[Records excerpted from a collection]

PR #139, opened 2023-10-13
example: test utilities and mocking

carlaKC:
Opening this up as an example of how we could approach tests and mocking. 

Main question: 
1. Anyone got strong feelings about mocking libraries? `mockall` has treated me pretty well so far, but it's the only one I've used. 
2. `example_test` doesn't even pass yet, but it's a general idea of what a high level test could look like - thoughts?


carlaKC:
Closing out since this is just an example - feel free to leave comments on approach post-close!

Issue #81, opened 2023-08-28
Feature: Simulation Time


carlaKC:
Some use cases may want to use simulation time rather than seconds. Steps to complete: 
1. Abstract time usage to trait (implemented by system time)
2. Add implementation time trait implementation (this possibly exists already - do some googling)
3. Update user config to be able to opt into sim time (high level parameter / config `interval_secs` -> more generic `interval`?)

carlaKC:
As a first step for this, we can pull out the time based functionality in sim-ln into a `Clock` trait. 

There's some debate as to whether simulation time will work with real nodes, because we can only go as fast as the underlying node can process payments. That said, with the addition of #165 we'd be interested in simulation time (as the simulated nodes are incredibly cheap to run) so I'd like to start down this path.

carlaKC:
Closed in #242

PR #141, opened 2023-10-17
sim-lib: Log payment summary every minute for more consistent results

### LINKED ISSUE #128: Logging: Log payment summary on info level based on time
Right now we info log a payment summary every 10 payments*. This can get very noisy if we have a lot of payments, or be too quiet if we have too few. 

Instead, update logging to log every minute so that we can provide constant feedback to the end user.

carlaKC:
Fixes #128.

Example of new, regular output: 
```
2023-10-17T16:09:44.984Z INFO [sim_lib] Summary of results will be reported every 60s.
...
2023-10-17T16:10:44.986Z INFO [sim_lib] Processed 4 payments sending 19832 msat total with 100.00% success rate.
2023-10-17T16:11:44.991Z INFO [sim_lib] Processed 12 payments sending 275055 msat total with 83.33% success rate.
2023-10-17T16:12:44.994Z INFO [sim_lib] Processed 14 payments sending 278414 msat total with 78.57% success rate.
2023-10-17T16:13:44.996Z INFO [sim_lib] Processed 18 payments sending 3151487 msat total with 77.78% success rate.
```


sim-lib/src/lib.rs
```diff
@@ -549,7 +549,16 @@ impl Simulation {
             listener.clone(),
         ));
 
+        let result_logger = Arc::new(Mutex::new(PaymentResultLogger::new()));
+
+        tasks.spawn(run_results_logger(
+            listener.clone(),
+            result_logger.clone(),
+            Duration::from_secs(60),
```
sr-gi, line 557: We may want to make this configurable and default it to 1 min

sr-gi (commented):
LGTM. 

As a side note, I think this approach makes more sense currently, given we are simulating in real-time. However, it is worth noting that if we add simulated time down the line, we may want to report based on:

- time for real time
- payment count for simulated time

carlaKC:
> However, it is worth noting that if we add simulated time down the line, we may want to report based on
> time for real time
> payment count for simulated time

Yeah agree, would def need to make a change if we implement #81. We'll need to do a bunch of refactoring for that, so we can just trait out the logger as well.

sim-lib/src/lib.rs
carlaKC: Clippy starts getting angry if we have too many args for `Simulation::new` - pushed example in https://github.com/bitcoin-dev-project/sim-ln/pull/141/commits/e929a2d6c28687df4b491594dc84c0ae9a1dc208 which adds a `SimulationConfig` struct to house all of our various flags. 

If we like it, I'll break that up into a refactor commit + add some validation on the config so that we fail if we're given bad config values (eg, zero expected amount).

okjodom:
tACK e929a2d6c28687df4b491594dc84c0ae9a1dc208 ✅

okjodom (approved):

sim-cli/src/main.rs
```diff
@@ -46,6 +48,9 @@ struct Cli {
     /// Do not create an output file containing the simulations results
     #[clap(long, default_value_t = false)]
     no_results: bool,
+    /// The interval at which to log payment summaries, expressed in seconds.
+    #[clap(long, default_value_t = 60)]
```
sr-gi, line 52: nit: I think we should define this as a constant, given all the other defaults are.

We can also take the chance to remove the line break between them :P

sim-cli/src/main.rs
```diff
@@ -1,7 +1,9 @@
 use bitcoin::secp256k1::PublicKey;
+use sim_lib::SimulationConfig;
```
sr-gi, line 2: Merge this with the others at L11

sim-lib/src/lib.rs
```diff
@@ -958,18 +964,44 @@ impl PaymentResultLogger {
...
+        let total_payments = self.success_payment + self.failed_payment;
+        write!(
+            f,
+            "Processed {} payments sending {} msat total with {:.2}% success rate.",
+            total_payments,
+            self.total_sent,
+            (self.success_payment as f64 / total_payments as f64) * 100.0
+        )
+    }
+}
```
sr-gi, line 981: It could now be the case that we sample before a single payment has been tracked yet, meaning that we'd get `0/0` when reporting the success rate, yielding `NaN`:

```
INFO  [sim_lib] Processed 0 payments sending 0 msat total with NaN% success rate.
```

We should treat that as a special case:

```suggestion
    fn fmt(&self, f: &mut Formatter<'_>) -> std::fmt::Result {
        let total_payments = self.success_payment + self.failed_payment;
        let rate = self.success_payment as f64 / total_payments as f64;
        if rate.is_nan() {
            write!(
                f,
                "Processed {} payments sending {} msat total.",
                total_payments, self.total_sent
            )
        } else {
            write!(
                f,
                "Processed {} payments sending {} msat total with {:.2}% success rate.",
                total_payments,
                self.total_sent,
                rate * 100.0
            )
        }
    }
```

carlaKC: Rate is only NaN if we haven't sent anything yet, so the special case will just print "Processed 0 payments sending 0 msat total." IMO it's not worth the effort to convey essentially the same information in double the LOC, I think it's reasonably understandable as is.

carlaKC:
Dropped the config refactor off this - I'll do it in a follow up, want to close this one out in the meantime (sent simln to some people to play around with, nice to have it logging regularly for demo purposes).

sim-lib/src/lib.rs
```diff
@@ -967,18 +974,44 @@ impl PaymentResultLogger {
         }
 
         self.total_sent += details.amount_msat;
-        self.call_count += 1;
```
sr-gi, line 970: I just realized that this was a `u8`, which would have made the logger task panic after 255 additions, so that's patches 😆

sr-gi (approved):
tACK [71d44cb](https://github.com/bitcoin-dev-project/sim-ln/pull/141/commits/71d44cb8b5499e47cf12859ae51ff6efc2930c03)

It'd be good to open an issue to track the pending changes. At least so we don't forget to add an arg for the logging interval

--

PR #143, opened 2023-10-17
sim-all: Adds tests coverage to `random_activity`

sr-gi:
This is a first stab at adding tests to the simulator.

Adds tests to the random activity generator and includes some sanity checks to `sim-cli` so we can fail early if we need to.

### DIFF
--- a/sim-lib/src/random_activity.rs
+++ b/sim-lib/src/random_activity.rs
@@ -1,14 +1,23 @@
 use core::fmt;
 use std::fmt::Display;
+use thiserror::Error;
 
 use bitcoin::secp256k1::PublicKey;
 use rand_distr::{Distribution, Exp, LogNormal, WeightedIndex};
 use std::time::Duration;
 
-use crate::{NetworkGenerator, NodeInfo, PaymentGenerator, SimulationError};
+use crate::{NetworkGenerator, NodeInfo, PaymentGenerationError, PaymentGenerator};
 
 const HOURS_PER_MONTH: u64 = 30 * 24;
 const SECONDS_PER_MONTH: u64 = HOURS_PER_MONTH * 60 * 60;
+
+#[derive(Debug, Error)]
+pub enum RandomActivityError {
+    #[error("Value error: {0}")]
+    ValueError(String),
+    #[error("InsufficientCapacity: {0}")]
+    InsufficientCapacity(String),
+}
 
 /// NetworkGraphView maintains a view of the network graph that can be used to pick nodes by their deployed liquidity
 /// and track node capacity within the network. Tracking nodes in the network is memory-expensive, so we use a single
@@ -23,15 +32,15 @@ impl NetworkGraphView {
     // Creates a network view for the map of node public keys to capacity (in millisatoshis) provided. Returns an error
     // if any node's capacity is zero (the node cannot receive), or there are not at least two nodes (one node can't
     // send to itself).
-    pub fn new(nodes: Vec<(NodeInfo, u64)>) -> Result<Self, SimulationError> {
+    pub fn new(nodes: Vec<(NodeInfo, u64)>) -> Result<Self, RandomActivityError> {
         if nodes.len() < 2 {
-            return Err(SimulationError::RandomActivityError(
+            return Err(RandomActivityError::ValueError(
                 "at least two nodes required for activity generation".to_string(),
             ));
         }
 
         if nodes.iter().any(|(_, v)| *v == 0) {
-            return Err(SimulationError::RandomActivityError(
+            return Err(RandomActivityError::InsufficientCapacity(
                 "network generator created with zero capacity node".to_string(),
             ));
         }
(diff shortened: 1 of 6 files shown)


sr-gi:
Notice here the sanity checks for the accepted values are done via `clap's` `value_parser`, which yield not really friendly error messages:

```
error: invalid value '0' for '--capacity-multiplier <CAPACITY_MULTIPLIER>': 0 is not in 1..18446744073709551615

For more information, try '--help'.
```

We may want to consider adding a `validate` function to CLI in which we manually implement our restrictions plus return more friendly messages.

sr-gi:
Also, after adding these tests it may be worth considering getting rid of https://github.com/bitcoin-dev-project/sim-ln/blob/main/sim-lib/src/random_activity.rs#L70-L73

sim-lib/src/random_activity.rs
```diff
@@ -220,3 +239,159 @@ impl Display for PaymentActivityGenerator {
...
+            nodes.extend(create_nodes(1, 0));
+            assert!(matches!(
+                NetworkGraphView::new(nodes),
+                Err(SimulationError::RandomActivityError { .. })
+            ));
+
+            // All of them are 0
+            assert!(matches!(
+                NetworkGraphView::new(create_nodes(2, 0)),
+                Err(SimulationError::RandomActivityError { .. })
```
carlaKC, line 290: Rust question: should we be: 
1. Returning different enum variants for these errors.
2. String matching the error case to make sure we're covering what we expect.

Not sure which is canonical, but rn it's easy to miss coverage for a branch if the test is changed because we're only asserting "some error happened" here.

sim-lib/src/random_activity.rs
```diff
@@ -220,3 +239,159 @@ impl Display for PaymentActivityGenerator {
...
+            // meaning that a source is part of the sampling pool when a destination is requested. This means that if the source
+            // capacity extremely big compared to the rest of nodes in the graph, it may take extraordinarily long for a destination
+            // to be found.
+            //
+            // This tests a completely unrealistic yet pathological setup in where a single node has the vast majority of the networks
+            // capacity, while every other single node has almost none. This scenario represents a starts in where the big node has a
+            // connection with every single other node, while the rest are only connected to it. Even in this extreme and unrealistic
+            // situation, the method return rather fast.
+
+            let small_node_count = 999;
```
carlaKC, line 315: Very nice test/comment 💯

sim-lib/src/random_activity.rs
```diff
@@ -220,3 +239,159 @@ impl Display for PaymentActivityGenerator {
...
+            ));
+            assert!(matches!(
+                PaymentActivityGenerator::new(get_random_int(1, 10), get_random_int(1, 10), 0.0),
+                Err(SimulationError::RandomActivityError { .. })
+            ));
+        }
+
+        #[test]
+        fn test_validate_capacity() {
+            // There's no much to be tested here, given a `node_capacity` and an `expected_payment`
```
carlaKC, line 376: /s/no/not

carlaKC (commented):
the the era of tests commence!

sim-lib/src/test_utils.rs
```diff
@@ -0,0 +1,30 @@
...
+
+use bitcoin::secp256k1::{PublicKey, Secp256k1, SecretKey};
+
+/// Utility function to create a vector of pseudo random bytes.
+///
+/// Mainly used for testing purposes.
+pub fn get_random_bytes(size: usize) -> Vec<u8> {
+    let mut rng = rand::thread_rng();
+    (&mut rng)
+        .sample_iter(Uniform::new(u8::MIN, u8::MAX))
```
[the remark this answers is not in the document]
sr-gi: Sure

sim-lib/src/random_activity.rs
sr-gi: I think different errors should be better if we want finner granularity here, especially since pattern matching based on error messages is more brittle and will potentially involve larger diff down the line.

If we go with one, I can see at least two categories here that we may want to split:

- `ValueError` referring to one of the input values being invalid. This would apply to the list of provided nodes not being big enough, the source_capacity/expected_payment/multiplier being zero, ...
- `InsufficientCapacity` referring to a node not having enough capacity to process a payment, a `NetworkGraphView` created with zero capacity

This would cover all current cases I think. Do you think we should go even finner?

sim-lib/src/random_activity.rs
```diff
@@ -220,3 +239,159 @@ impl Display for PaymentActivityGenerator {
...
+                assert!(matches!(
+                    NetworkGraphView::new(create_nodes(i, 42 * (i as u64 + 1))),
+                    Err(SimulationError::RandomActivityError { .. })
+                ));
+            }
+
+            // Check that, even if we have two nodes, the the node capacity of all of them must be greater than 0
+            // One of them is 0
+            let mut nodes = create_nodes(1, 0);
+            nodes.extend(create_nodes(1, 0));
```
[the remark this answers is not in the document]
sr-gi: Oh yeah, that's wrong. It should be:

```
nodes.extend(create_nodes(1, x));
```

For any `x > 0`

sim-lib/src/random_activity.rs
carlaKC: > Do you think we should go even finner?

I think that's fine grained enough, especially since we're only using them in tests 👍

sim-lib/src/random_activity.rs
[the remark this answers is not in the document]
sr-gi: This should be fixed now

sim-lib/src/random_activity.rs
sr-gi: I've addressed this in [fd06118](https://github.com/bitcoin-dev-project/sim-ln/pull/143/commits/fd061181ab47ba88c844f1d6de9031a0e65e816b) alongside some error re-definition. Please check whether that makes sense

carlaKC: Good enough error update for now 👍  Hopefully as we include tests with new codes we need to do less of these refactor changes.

## Exercise description
From the records, work out how many lines include "enough" and respond with the number only.

## Exercise response
4